3. Gingivitis and periodontitis. Severe oral cavity disease has been seen in HIV infection. It usually presents with painful bleeding gums, halitosis, and dental loosening. There may be ulceration of gums. It is caused by mixed aerobic and anaerobic infection and responds to topical agents; systemic therapy with metronidazole may be required.
4. Kaposi’s sarcoma. When present in the oral cavity, the typical purple lesions of KS are usually seen on the palate. If large, the lesions may ulcerate due to local trauma. Biopsy establishes the diagnosis.
5. Non-Hodgkin’s lymphoma can cause oral cavity disease in HIV patients. It may present as a mass lesion, tonsillar in origin, or as ulceration of the mucosa. Biopsy establishes the diagnosis.
Disseminated candidiasis and candidemia
In HIV-infected individuals, this is a rare and usually late event, typically occurring in patients with advanced immunosuppression. It is most often a hospital-acquired infection, with non-albicans Candida playing a significant role in pathogenesis. There has been a significant reduction in the incidence of nosocomial candidemia in HIV-infected patients in the post-HAART era [13]. Risk factors are those of nosocomial acquisition, including presence of a central venous catheter, use of gastric acid suppressants, nasogastric tubes, antibiotics, ICU admission [14], severe esophageal mucosal disease, advanced AIDS, concomitant opportunistic infections, non-albicans species, and neutropenia. Virtually every body organ can be affected by Candida infection.
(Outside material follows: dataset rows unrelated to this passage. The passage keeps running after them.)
PR #1407, opened 2026-06-02
fix(forms): keep PDF-form export from dropping values when the label has '*'

lalalune:
## Summary

Exporting a filled PDF form **silently drops every value whose field label contains `*`** — i.e. the near-universal required-field marker (`Email *`, `State *`, `Signature *`). A form of required fields can export completely blank, with no error.

`parse_markdown_to_values` is the read-back path for `GET /api/document/{id}/export-pdf`, the export preview, and `prepare-signed-reply`. Its bullet regexes matched the bold label segment with `[^*]+`, which cannot match a label that contains an asterisk, so the value capture never fires and the field is written empty.

## Fix

Match the label **non-greedily** (`.+?`) instead of `[^*]+`:

```python
_TEXT_VALUE_RE   = re.compile(r'\*\*.+?:\*\*\s*(?P<value>.*)$')
_CHOICE_VALUE_RE = re.compile(r'\*\*.+?\*\*\s*\[[^\]]*\]\s*:\s*(?P<value>.*)$')
```

Non-greedy tolerates `*` in the label **and** splits at the *first* `:**` / `**[`, so a value that itself contains `:**` is preserved (a plain greedy `.+` would mis-split that case).

## Test plan

Adds `tests/test_form_markdown_roundtrip.py` (`render_form_as_markdown` → `parse_markdown_to_values` roundtrip):

```bash
python -m pytest tests/test_form_markdown_roundtrip.py -q
```

- Asterisk text / choice / signature labels round-trip their values — **fails before** (`assert '' == 'me@x.com'`), **passes after**.
- Plain labels and colon-bearing values (`9:00 sharp`) are unaffected.

### DIFF
--- a/src/pdf_form_doc.py
+++ b/src/pdf_form_doc.py
@@ -126,8 +126,13 @@ def _decode_name(enc: str) -> str:
     """Inverse of _encode_name."""
     import urllib.parse
     return urllib.parse.unquote(enc or "")
-_TEXT_VALUE_RE = re.compile(r'\*\*[^*]+:\*\*\s*(?P<value>.*)$')
-_CHOICE_VALUE_RE = re.compile(r'\*\*[^*]+\*\*\s*\[[^\]]*\]\s*:\s*(?P<value>.*)$')
+# Label segment is non-greedy (.+?) so labels containing '*' — the near-universal
+# required-field marker, e.g. "Email *" — are tolerated, while still splitting at
+# the FIRST ':**' / '**[' so a value that itself contains ':**' is preserved.
+# (The old [^*]+ refused to match any label with an asterisk and silently
+# dropped that field's value on export.)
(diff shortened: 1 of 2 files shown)


pewdiepie-archdaemon:
The intended PDF form fix looks focused and test-backed:

```text
src/pdf_form_doc.py
tests/test_form_markdown_roundtrip.py
```

```text
README.md
```

Current `main` is `69d6fe44b3861d541628af6c6eb37d742e24986e`. After rebase, the direct diff should only be the PDF form code and roundtrip test.

lalalune:
Rebased onto current `main` — the direct diff is now just `src/pdf_form_doc.py` and `tests/test_form_markdown_roundtrip.py` (the README/#1403 churn is gone). `python -m pytest tests/test_form_markdown_roundtrip.py` → 3 passed. Thanks!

Involvement of the eyes (endophthalmitis), central nervous system (meningitis [15], encephalitis), and heart (endocarditis) are described but rare in the setting of HIV infection.
Community-acquired candidemia and disseminated candidiasis in HIV is sometimes seen in countries where injection drug users make up a significant proportion of the HIV-infected population. This can present as end-organ disease such as endocarditis, endophthalmitis or skin lesions [16–18].
Diagnosis
Efforts to develop a standardized reproducible and clinically relevant method of susceptibility testing for yeasts have resulted in development of the NCCLS M27-A2 methodology [19], which has data-driven interpretive breakpoints for susceptibility of Candida spp. to antifungal agents (Table 28.1). Data relating to fluconazole and itraconazole are more readily available than for other antifungals. Susceptibility testing of Candida spp. is not routinely used in most laboratories. The identification of the species is often enough to predict likely antifungal susceptibility, and further testing is not required. However, in the setting of recurrent infection, failure to respond to initial therapy or systemic infection with non-albicans species, susceptibility testing may contribute to clinical decision making and can also be used to support a decision to switch from a parenteral to oral agent. The dose and delivery of the antifungal agent are important in interpreting the data, and host factors play a significant role in the clinical response to a particular agent irrespective of laboratory susceptibility data [20].